**What you will do**
Copy out each line of the data that includes the string "extraDirectories".

*** Begin section ***

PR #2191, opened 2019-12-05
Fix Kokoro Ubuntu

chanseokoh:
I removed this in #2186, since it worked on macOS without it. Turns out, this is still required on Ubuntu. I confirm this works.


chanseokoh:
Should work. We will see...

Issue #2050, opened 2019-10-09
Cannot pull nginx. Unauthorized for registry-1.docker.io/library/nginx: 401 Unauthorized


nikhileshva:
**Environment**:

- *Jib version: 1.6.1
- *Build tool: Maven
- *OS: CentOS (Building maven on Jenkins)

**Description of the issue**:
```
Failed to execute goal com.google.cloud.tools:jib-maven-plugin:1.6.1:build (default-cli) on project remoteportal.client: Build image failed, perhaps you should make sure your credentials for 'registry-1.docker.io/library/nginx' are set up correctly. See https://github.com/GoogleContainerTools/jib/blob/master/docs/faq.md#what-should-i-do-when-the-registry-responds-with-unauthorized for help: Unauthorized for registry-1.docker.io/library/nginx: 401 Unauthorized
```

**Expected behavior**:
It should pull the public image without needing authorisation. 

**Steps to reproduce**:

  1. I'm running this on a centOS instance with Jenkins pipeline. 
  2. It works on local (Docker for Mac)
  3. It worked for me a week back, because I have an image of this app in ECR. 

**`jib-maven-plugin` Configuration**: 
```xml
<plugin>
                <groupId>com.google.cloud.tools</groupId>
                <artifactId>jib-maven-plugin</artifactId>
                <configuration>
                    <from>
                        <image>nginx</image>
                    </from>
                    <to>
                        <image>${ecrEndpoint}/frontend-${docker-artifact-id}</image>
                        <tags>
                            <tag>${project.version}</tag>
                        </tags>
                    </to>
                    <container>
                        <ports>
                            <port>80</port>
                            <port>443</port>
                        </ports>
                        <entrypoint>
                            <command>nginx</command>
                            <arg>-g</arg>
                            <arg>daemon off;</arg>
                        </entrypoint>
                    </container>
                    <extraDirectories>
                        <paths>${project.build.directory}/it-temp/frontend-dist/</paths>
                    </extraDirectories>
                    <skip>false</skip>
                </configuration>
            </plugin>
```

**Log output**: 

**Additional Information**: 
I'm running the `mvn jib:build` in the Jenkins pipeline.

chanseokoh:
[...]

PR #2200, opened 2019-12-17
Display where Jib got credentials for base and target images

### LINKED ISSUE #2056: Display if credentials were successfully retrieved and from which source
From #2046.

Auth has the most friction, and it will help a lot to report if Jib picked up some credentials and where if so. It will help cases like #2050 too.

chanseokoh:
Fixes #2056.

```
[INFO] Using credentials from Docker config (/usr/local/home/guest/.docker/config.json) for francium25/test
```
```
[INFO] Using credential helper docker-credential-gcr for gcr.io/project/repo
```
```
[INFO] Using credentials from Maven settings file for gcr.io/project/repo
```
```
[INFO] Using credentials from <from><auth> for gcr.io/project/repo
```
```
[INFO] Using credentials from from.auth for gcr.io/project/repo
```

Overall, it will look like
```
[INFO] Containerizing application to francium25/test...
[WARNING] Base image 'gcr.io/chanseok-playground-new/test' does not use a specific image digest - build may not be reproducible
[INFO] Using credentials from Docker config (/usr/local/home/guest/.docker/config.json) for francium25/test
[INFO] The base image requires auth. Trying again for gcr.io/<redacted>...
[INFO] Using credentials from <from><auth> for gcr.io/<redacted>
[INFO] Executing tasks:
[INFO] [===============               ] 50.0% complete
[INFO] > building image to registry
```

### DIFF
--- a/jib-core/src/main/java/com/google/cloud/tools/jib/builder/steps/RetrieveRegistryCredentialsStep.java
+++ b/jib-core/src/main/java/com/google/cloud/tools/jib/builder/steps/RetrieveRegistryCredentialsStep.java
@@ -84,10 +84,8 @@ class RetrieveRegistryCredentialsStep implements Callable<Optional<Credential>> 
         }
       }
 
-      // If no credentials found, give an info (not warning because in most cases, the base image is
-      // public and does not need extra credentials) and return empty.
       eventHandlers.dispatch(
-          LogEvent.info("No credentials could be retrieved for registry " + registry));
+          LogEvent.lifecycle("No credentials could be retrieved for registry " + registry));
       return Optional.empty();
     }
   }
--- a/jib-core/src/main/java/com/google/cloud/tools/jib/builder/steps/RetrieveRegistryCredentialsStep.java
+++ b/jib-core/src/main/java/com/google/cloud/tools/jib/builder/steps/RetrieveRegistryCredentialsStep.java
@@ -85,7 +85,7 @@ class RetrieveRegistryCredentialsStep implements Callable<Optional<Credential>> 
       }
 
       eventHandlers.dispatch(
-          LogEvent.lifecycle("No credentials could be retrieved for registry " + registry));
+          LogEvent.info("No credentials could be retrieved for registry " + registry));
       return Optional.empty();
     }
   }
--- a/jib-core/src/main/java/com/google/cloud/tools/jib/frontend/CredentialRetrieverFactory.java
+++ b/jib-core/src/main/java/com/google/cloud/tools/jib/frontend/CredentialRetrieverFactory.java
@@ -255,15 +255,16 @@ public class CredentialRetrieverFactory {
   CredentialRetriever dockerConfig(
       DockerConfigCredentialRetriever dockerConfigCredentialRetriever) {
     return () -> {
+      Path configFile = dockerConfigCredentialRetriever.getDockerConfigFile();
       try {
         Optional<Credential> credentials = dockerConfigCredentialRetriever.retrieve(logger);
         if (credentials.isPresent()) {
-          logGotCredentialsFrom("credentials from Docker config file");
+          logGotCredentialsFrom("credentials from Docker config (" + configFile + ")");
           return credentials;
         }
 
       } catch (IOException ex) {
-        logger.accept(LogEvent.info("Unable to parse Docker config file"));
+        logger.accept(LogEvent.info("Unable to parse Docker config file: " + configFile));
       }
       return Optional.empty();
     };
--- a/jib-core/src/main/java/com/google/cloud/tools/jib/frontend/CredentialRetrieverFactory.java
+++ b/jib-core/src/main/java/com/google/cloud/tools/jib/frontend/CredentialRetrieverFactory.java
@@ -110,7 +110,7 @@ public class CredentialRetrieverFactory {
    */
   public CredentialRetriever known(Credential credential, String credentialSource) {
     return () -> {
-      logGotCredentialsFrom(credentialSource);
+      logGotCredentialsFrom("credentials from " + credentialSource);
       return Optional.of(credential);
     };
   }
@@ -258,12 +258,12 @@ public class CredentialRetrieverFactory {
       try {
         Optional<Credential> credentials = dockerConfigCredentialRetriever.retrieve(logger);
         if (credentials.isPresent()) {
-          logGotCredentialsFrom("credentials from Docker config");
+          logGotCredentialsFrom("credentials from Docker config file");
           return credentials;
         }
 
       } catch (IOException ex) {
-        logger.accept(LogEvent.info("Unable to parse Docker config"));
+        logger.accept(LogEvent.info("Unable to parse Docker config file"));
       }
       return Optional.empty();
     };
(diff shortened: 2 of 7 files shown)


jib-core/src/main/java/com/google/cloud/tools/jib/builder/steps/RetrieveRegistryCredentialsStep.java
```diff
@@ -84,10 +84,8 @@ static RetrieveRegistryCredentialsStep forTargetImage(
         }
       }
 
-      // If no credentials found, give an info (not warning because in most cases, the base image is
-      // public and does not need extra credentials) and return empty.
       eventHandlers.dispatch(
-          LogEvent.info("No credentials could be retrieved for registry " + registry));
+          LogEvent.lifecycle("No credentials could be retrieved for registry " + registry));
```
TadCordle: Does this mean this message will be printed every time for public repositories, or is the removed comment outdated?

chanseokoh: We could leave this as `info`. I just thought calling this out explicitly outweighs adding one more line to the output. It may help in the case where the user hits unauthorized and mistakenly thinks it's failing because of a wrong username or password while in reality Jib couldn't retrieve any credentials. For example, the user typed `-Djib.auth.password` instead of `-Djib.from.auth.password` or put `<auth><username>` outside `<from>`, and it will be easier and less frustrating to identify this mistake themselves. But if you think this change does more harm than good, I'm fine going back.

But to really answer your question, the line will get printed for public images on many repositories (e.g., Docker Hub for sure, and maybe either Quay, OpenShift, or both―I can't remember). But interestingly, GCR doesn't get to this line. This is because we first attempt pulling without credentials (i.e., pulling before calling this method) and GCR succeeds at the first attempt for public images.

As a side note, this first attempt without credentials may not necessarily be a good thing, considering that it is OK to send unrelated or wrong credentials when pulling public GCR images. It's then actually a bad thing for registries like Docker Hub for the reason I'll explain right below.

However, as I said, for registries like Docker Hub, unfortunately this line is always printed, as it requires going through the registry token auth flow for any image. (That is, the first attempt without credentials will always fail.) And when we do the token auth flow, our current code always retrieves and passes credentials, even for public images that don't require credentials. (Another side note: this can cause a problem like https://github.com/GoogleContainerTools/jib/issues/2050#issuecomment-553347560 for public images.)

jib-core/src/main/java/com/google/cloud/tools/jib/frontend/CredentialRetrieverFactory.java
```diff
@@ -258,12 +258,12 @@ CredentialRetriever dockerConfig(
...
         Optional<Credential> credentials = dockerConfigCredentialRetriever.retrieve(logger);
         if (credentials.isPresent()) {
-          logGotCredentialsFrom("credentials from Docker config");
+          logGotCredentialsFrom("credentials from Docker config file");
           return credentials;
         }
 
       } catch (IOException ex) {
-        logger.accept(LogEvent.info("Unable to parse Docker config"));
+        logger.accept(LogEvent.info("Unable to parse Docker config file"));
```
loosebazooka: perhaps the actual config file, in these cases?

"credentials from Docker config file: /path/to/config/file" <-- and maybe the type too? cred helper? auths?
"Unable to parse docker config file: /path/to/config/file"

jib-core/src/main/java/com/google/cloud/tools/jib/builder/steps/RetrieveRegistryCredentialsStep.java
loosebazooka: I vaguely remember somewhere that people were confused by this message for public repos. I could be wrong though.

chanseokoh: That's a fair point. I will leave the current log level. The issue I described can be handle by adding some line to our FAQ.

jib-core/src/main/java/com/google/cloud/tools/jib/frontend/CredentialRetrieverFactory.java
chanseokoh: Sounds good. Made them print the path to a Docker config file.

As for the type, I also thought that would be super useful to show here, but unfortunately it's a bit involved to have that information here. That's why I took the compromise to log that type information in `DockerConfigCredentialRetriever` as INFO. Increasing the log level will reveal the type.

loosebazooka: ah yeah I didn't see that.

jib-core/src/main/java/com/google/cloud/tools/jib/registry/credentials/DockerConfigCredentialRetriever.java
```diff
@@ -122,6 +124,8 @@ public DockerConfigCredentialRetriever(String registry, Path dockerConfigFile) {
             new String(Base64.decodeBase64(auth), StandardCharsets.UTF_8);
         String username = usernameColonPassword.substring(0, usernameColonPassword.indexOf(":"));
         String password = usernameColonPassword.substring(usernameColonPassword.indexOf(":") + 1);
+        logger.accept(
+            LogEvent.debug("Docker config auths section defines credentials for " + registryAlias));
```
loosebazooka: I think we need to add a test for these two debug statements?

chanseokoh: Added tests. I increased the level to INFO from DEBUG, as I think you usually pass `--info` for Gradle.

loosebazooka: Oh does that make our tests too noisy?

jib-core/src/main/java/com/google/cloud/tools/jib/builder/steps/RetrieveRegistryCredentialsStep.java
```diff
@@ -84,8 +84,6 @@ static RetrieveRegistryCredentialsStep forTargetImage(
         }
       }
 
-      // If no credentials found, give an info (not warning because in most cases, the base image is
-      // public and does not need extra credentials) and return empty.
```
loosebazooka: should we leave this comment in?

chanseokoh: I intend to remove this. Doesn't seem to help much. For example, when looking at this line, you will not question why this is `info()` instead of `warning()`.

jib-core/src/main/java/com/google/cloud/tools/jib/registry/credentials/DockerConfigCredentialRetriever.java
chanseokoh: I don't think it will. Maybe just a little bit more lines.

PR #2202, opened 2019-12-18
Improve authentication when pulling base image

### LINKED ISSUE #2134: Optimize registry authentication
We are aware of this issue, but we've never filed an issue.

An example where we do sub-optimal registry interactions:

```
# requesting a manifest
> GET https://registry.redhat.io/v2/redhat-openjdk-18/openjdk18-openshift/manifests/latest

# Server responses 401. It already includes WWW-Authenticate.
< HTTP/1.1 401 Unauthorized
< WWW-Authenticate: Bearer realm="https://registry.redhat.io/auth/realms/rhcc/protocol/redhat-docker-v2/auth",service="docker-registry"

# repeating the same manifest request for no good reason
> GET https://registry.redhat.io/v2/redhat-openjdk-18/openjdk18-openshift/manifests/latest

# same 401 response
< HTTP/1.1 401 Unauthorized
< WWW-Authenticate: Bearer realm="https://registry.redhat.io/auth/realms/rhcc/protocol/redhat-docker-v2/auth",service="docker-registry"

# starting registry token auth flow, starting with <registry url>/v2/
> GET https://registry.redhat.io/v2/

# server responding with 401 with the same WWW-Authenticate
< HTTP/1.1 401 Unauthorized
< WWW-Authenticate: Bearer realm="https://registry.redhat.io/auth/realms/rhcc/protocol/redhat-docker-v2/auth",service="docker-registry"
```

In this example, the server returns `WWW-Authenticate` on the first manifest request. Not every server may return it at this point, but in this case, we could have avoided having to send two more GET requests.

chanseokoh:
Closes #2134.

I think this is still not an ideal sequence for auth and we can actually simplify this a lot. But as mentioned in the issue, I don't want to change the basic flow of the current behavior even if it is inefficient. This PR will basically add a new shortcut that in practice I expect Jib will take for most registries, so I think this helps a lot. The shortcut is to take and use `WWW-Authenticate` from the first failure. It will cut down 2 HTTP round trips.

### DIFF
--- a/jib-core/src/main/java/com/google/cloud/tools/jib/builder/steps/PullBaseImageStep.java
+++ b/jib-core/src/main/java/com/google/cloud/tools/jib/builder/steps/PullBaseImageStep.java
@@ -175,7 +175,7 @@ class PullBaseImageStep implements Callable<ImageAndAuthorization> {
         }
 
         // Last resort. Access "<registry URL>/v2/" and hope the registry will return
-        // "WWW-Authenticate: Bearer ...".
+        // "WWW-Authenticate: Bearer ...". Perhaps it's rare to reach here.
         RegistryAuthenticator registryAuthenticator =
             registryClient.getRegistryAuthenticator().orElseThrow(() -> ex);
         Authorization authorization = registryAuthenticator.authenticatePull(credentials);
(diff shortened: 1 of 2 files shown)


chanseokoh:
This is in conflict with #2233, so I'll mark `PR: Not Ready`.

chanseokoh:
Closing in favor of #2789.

*** End section ***

**Answer to the problem**
                    <extraDirectories>
                    </extraDirectories>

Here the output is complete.